Go through the records and filter out every line lacking the word "crate"; copy the lines that remain.

Saved entries
+++++
PR #1132, opened 2026-08-11
feat(xtask): derive zone genesis anchor from portal

decofe:
## Summary
- derive the genesis anchor from the canonical finalized `ZoneCreated` block
- make `create-zone` wait for finality and use the same `creation block - 1` anchor as regeneration
- require an explicit `--l1-rpc-url` when deriving from `--tempo-portal`
- verify event, deployment-code, header-number, and header-hash post-conditions before writing genesis

## Validation
- `cargo +nightly clippy -p tempo-xtask --all-targets --no-deps` (passes with pre-existing future-incompatibility warnings)

Prompted by: @kuyziss

### DIFF
--- a/xtask/src/generate_zone_genesis.rs
+++ b/xtask/src/generate_zone_genesis.rs
@@ -1,8 +1,13 @@
 use alloy::{
+    consensus::BlockHeader as _,
     genesis::{ChainConfig, Genesis, GenesisAccount},
-    primitives::{Address, Bytes, U256, address},
+    primitives::{Address, B256, Bytes, U256, address, keccak256},
+    providers::{Provider, ProviderBuilder},
 };
-use eyre::{WrapErr as _, eyre};
+use alloy_eips::BlockNumberOrTag;
+use alloy_rlp::Encodable;
+use alloy_rpc_types_eth::BlockId;
+use eyre::{WrapErr as _, ensure, eyre};
 use reth_evm::{
     Evm as _, EvmEnv, EvmFactory,
     revm::{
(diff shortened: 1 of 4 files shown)


kuyziss:
cyclops audit fast

xtask/src/generate_zone_genesis.rs
```diff
@@ -311,6 +320,63 @@ impl GenerateZoneGenesis {
...
+            .wrap_err_with(|| format!("failed to fetch portal code at Tempo block {mid}"))?;
+        if code.is_empty() {
+            low = mid + 1;
+        } else {
+            high = mid;
+        }
+    }
+
+    let creation_block = low;
+    let anchor_block = creation_block.checked_sub(1).ok_or_else(|| {
```
0xalpharush, line 375: can use https://github.com/tempoxyz/zones/blob/b430c7f0ecc367ce7a036a9e271a6675b1d082f6/xtask/src/verify_closed_loop.rs#L293
once merged

xtask/src/generate_zone_genesis.rs
```diff
@@ -68,11 +71,16 @@ pub(crate) struct GenerateZoneGenesis {
     #[arg(long)]
     pub(crate) tempo_portal: Address,
 
+    /// Tempo L1 HTTP RPC URL used to derive the pre-creation genesis anchor.
+    #[arg(long, default_value = "https://rpc.moderato.tempo.xyz")]
+    pub(crate) l1_rpc_url: String,
```
klkvr: feels a bit odd to have this default to testnet? especially given that portal addresses are identical on both testnet and mainnet? let's require passing this explicitly? or default to mainnet at least

klkvr (dismissed):

xtask/src/generate_zone_genesis.rs
decofe: Done — portal-based derivation now requires an explicit --l1-rpc-url; there is no Moderato default on this path.

xtask/src/generate_zone_genesis.rs
decofe: Done — this now reuses the merged event-based ZoneCreated lookup from verify-closed-loop, moved into the shared xtask utilities.

klkvr (approved):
+++++
◆ The completed task:
@@ -68,11 +71,16 @@ pub(crate) struct GenerateZoneGenesis {
     pub(crate) tempo_portal: Address,
+    pub(crate) l1_rpc_url: String,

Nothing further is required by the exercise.